The Uyghur Forced Labor Prevention Act (UFLPA) was signed into US law by President Joe Biden on December 23, 2021, and took effect on June 21, 2022. It establishes a rebuttable presumption that any good "mined, produced, or manufactured wholly or in part" in the Xinjiang Uyghur Autonomous Region (XUAR) of the People's Republic of China, or by entities on a UFLPA Entity List, is made with forced labor and therefore prohibited from entry into the United States under Section 307 of the Tariff Act of 1930.
The presumption can only be overcome if the importer provides "clear and convincing evidence" to US Customs and Border Protection (CBP) that the goods were not produced with forced labor, responds completely to all CBP inquiries, and complies with guidance issued by the Forced Labor Enforcement Task Force (FLETF), an interagency body chaired by the Department of Homeland Security.
The FLETF maintains the UFLPA Entity List, which names Chinese firms whose exports are subject to the presumption.

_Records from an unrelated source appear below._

PR #3969, opened 2023-11-24
Refine type replacing in MPG

ArcturusZhang:
Partially fix https://github.com/Azure/autorest.csharp/issues/3970

# Description

We should never wrap the "replaced types" into our type providers other than `SystemObjectType`.

For instance, if we replaced a model `XXXOperationStatus` with the `OperationStatus` in resourcemanager, in the generator's outputlibrary, `XXXOperationStatus` is modeled in type of `MgmtObjectType`, we should not wrap the replaced `OperationStatus` in resourcemanager any more, instead we should wrap it into `SystemObjectType` because the new model IS a system object type.

# Checklist

# Ready to Land?

### DIFF
--- a/src/AutoRest.CSharp/Common/AutoRest/Plugins/CSharpGen.cs
+++ b/src/AutoRest.CSharp/Common/AutoRest/Plugins/CSharpGen.cs
@@ -129,7 +129,7 @@ namespace AutoRest.CSharp.AutoRest.Plugins
                 await AutoRestLogger.Fatal(e.ErrorText);
                 return false;
             }
-            catch (Exception e)
+            catch (Exception)
             {
                 try
                 {
@@ -144,8 +144,7 @@ namespace AutoRest.CSharp.AutoRest.Plugins
                 {
                     // Ignore any errors while trying to output crash information
                 }
-                await AutoRestLogger.Fatal($"Internal error in AutoRest.CSharp{ErrorHelpers.FileIssueText}\nException: {e.Message}\n{e.StackTrace}");
-                return false;
+                throw;
             }
 
             return true;
--- a/src/AutoRest.CSharp/Common/Output/Models/Types/SystemObjectType.cs
+++ b/src/AutoRest.CSharp/Common/Output/Models/Types/SystemObjectType.cs
@@ -11,10 +11,10 @@ using System.Reflection;
 using System.Text;
 using AutoRest.CSharp.Common.Utilities;
 using AutoRest.CSharp.Generation.Types;
+using AutoRest.CSharp.Generation.Writers;
 using AutoRest.CSharp.Input;
 using AutoRest.CSharp.Input.Source;
 using AutoRest.CSharp.Mgmt.Decorator;
-using AutoRest.CSharp.Output.Models.Requests;
 using AutoRest.CSharp.Output.Models.Shared;
 using AutoRest.CSharp.Utilities;
 using Azure.Core;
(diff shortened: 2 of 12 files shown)


test/TestProjects/MgmtReferenceTypes/Generated/Models/ErrorResponse.Serialization.cs
```diff
@@ -22,7 +22,7 @@ void IUtf8JsonSerializable.Write(Utf8JsonWriter writer)
             if (Optional.IsDefined(Error))
             {
                 writer.WritePropertyName("error"u8);
-                writer.WriteObjectValue(Error);
+                JsonSerializer.Serialize(writer, Error);
```
ArcturusZhang, line 25: The new code is somehow correct in a way but not entirely correct.

The type of `Error` property here is `Azure.ResponseError`. It does not implement the internal interface `IUtf8JsonSerializable` therefore the `writer.WriteObjectValue` extension method will just throw: https://github.com/Azure/autorest.csharp/blob/91b51d23bbd026b4169c1823080d0688818c192f/src/assets/Azure.Core.Shared/Utf8JsonWriterExtensions.cs#L73
In the meantime, the type `Azure.ResponseError` has a `JsonConverter` attribute on it, therefore `JsonSerializer.Serialize` is the correct method to call here.
On the other hand, why this is not entirely correct? Because the `JsonConverter` only implements the `Read` part, `Write` method of it just throws, therefore the invocation here also just throws.
It is not entirely correct, but it is closer.

ArthurMa1978 (approved):

src/AutoRest.CSharp/Common/Output/Models/Types/SystemObjectType.cs
```diff
@@ -127,17 +130,33 @@ private ObjectTypeConstructor BuildConstructor(ConstructorInfo ctor, ObjectTypeC
         }
 
         protected override ObjectTypeConstructor BuildInitializationConstructor()
-            => BuildConstructor(GetCtor(_type, ReferenceClassFinder.InitializationCtorAttributeName), GetBaseObjectType()?.InitializationConstructor);
+        {
+            if (_backingObjectType is not null)
```
archerzz, line 134: Can we provide a sub-class of `SystemObjectType`, like `ReplacingSystemObjectType`, and override all those methods?

ArcturusZhang: OK this makes sense - but in the meantime I think this whole replacement story needs a thorough redesign and discussion in the consolidation. Wei might take care of this.
I will introduce an derived class of SystemObjectType for this purpose.

ArcturusZhang: A private derived class of  SystemObjectType is introduced for this purpose.

ArcturusZhang: it turns out that we cannot do this.
We cannot have a standalone class to take a `backingObjectType` because in a fairly complicated case, we somehow get into a situation of cyclic invocation which leads to stack overflow.

The reason I am adding this backing object type is because we need the descriptions on those properties and ctors, but it turns out there is no way that we could get those xml docs using reflection. (For instance, [this](https://stackoverflow.com/questions/51666875/get-xml-documentation-comments#:~:text=You%20can%27t%20get%20the%20XML%20documentation%20from%20reflection%2C,you%20can%20open%20and%20read%20from%20your%20application.))
Therefore what I have to do now is that we just use the backing object type's property to get its description if there is any

src/AutoRest.CSharp/Common/AutoRest/Plugins/CSharpGen.cs
```diff
@@ -144,8 +144,7 @@ await foreach (var file in project.GetGeneratedFilesAsync())
                 {
                     // Ignore any errors while trying to output crash information
                 }
-                await AutoRestLogger.Fatal($"Internal error in AutoRest.CSharp{ErrorHelpers.FileIssueText}\nException: {e.Message}\n{e.StackTrace}");
-                return false;
+                throw;
```
ArcturusZhang, line 147: previously the exception stack trace somehow gets swallowed completely.
Throwing this out and this exception will be caught again where this is invoked and we will get full stack traces there.

archerzz: Is the context information sufficient? If not, we could `throw new XXXExceptio()` with more details.

archerzz (approved):

src/AutoRest.CSharp/Common/AutoRest/Plugins/CSharpGen.cs
ArcturusZhang: we actually do not want extra information here. If we wrap it, it will add an additional layer to the stack trace which is quite unnecessary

Priority enforcement sectors identified in the statute and FLETF strategy include cotton, tomatoes, polysilicon (solar panels), apparel, and silica-based products. Aluminum, PVC, and seafood were added as high-priority sectors in subsequent strategy updates.
For political-economy analysis, the UFLPA is significant for several reasons:
- It is the first major US trade statute built on a default presumption of guilt rather than case-by-case Withhold Release Orders (WROs).
- It shifts due-diligence costs onto importers, reshaping global supply-chain mapping in textiles, automotive, and renewable energy.
- It has accelerated supply-chain diversification away from Xinjiang inputs, particularly polysilicon, and prompted parallel forced-labor instruments in the EU (the 2024 Forced Labour Regulation) and Canada.
Beijing rejects the law's premises and has sanctioned several US officials and entities involved in its drafting and enforcement.
Example
In June 2022, shortly after UFLPA enforcement began, US Customs detained shipments of solar panels containing polysilicon traced to Hoshine Silicon Industry, a Xinjiang-based supplier already named on the Entity List.
Frequently asked questions
A WRO targets specific shipments or producers based on evidence collected by CBP. UFLPA flips the burden: any Xinjiang-linked good is presumed to be forced-labor product unless the importer proves otherwise.